* Problem *
Report each line of the records below that holds the word "compensate".

* Data shown *
______

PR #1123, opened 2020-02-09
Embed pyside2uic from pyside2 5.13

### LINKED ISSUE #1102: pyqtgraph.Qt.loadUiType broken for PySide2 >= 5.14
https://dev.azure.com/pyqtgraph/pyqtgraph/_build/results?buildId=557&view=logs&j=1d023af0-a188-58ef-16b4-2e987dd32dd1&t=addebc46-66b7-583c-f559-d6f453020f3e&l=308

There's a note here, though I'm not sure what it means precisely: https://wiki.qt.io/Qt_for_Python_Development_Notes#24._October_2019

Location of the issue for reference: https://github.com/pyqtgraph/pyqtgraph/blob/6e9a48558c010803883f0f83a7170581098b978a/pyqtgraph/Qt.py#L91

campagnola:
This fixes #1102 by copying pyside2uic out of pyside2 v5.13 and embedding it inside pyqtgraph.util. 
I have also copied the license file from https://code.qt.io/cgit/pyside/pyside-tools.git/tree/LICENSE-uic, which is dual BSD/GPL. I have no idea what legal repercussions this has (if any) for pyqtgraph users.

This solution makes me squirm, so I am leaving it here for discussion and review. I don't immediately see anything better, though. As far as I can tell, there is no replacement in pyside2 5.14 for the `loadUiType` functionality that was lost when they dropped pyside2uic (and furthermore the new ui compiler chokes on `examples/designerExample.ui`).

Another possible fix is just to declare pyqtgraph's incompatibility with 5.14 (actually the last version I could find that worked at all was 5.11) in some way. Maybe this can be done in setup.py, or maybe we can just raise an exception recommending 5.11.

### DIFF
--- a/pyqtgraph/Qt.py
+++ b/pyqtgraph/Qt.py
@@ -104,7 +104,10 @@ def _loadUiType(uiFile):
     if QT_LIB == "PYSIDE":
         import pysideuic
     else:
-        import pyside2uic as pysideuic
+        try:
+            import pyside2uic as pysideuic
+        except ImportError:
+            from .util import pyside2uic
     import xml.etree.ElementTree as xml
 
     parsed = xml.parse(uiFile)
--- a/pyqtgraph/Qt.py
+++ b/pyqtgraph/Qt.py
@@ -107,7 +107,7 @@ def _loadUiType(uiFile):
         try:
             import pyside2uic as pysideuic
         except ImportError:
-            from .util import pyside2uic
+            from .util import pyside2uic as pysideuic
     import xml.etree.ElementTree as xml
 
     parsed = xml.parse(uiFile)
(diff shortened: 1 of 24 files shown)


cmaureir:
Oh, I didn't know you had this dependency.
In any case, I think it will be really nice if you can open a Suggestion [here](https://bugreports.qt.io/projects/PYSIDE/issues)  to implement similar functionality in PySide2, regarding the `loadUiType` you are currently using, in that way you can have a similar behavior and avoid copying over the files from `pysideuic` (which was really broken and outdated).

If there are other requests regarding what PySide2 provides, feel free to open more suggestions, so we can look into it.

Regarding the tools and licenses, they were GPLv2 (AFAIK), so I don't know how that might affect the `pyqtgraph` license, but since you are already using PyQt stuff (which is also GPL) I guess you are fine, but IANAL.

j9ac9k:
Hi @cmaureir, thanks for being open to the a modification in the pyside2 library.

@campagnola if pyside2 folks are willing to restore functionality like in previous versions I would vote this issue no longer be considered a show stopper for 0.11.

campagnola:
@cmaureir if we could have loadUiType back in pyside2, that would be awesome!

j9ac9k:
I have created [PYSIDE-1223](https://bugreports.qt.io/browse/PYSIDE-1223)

______

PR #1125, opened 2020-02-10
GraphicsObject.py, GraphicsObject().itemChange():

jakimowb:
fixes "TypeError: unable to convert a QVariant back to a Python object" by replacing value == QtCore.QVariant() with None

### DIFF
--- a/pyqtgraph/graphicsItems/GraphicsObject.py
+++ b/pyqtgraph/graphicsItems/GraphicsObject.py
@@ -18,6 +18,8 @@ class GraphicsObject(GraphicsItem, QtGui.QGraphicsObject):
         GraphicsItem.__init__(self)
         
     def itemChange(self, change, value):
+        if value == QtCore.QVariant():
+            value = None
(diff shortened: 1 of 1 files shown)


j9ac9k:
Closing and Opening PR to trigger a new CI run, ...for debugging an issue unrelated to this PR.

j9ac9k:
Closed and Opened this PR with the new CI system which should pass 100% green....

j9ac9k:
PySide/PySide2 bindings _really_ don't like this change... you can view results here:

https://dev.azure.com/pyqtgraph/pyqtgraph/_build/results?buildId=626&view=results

______

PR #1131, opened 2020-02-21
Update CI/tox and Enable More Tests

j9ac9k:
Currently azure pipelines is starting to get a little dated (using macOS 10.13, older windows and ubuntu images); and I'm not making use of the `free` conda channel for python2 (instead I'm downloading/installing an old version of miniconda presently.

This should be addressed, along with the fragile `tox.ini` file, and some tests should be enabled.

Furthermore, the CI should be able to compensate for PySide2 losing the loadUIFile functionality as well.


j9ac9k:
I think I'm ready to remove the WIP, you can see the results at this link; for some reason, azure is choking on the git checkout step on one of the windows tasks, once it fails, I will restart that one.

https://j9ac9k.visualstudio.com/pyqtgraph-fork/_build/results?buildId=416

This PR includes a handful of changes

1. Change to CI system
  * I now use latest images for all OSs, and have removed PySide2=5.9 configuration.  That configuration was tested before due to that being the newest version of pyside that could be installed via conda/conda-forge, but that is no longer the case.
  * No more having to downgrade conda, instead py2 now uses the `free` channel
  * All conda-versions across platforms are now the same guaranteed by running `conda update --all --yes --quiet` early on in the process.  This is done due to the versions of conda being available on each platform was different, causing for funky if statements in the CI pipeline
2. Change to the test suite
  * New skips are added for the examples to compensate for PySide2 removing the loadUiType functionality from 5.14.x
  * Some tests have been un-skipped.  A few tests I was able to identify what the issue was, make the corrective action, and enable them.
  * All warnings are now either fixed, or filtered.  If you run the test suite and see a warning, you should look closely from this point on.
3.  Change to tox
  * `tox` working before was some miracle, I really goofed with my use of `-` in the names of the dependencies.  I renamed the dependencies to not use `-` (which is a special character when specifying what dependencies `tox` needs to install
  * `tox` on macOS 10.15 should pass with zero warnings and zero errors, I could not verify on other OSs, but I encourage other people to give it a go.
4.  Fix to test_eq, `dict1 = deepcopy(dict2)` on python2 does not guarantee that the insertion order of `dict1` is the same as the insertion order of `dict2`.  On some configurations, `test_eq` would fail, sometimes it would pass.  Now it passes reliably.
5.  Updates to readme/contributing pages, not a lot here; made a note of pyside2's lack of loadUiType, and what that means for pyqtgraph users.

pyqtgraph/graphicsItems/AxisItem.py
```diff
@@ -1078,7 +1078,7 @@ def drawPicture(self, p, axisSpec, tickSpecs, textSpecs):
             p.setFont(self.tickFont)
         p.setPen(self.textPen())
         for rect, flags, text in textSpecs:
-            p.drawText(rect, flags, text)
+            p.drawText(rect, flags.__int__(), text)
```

______

* Reply to the exercise *
Furthermore, the CI should be able to compensate for PySide2 losing the loadUIFile functionality as well.
  * New skips are added for the examples to compensate for PySide2 removing the loadUiType functionality from 5.14.x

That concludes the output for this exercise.